Testing interactions between radiation, carbon and water cycles using the LBA data
Yongkang
Xue, University of California, Los Angeles, USA, yxue@geog.ucla.edu
Fernando
Henrique
De Sales, University of California, Los Angeles, USA, fsales@ucla.edu
Jim
Collatz, NASA, jcollatz@biome.gsfc.nasa.gov
Xiwu
Zhan, University of Maryland, Baltimore, xzhan@hsb.gsfc.nasa.gov
The interactions between radiation, water, and carbon are a crucial component in determining terrestrial carbon and water fluxes. In this paper, we will present evidence to demonstrate the close relationship between these processes in an integrated climate system using the Simplified Simple Biosphere Model. We tested this enhanced SSiB using observational data from LBA and Boreal sites. The initial results indicated that the model in general produced a higher than normal rate of photosynthesis which led to an overly large transpiration. We examined model performance and found that this was mainly caused by failing to recognize the effect of diffuse radiation and by not considering the sunlit and shaded leaf areas. Furthermore, only direct radiation effect was included in the scaling equation, which was adapted from SiB2.
Diffuse radiation, which arises from atmospheric scattering and from scattering within the canopy, has been shown to have a crucial role in the photosynthetic process. Therefore, we developed a new physically and biologically based parameterization for shading and scaling to more realistically simulate the land/atmosphere interaction processes.

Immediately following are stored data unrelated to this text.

PR #1503, opened 2020-06-20
Revert "fix sync scrolling of params and timetrack"

morevnaproject:
Reverts commit aeb01c14cafdb409f5a67a865a5ad8b5fa06b0b7.

This applies fix for issue #1442 to master branch.

Actually, we need to check if #1442 takes place on master (for this we have to build packages and test). It is possible the issue is not takes place on master because of new timetrack.

Also, commit aeb01c14cafdb seems to be fixing several things at once. Maybe we should split it into parts?

### DIFF
--- a/synfig-studio/src/gui/canvasview.cpp
+++ b/synfig-studio/src/gui/canvasview.cpp
@@ -3674,22 +3674,6 @@ CanvasView::set_ext_widget(const String& x, Gtk::Widget* y, bool own)
 		keyframe_tree=dynamic_cast<KeyframeTree*>(y);
 }
 
-AdjustmentGroup::Handle
-CanvasView::get_adjustment_group(const synfig::String& x)
-{
-	AdjustmentGroupBook::const_iterator i = adjustment_group_book_.find(x);
-	return i == adjustment_group_book_.end() ? AdjustmentGroup::Handle() : i->second;
-}
-
-void
-CanvasView::set_adjustment_group(const synfig::String& x, AdjustmentGroup::Handle y)
-{
-	if (y)
-		adjustment_group_book_[x] = y;
-	else
-		adjustment_group_book_.erase(x);
-}
-
 Gtk::UIManager::ui_merge_id
 CanvasView::get_popup_id()
 {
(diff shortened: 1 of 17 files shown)


morevnaproject:
> Actually, we need to check if #1442 takes place on master (for this we have to build packages and test)

@ice0 @Svarov-RZM @FadhilKwan Can you please check this build? - 
[SynfigStudio-1.5.0-testing-2020.06.20-win64-60bf6.zip (108.2 MB)](https://archive.morevnaproject.org/s/mX9Y9Z47CYJGwRK/download) 

Does it crashes the same way as in issue #1442 (when selecting spline)?

Svarov-RZM:
> Does it crashes the same way as in issue #1442 (when selecting spline)?

Yeah, version 1.5.0 also crashes the same way.

rodolforg:
@morevnaproject  so this build is from the master branch without the reverting commit, right?

ice0:
@rodolforg I think yes. I tested on latest master with latest MSYS (it has newer GTK) and I cannot reproduce the problem.  But I think better to test HEAD commit, because this PR #1475 is also needed.

morevnaproject:
> @morevnaproject so this build is from the master branch without the reverting commit, right?

Right.

> Actually, we need to check if #1442 takes place on master

I have posted the build to verify this statement.

@Svarov-RZM Thank you for testing, now we know that the issue persist in master branch too. ^__^

Important thing to note: @ice0 and others reported that they weren't able to reproduce this issue when rebuilding from source (debug and production). My guess is that this crash related with particular version of GTK. 

We use gtk-3.22.12 when building our packages for windows and Linux.

The latest version from 3.22.x branch is 3.22.30.

We can upgrade version of GTK and check. 
But I think we should upgrade after 1.4.0 release only.

rodolforg:
So, should I fix the error of this PR in Dock_Timetrack2?

morevnaproject:
@rodolforg I think there is no need to do that yet. First, we'll try to update GTK version ^__^ -

> We can upgrade version of GTK and check.

ice0:
@morevnaproject 
Does this issue still persist or can I close this PR?

morevnaproject:
The issue has gone since we updated gtk/glib in morevna-builds - https://github.com/morevnaproject/morevna-builds/pull/90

The scaling method considers the effects of both direct and diffuse radiations.
We have tested the new method using the observational data from the LBA experiment ( 2000). This new method substantially improved the simulations of daily mean carbon and water fluxes and their diurnal variations, especially in the tropical area. For example, the root-mean-square (RMS) error for the latent heat flux and the carbon flux are reduced from 15.1 w m-2 and 2.9 mmol m-2 s-1, to 45.4 w m-2 and 12.7 m mol m-2 s-1, respectively. Experiments are also conducted to comprehensively test the effects of soil moisture and clouds in estimating the variability of carbon and water fluxes.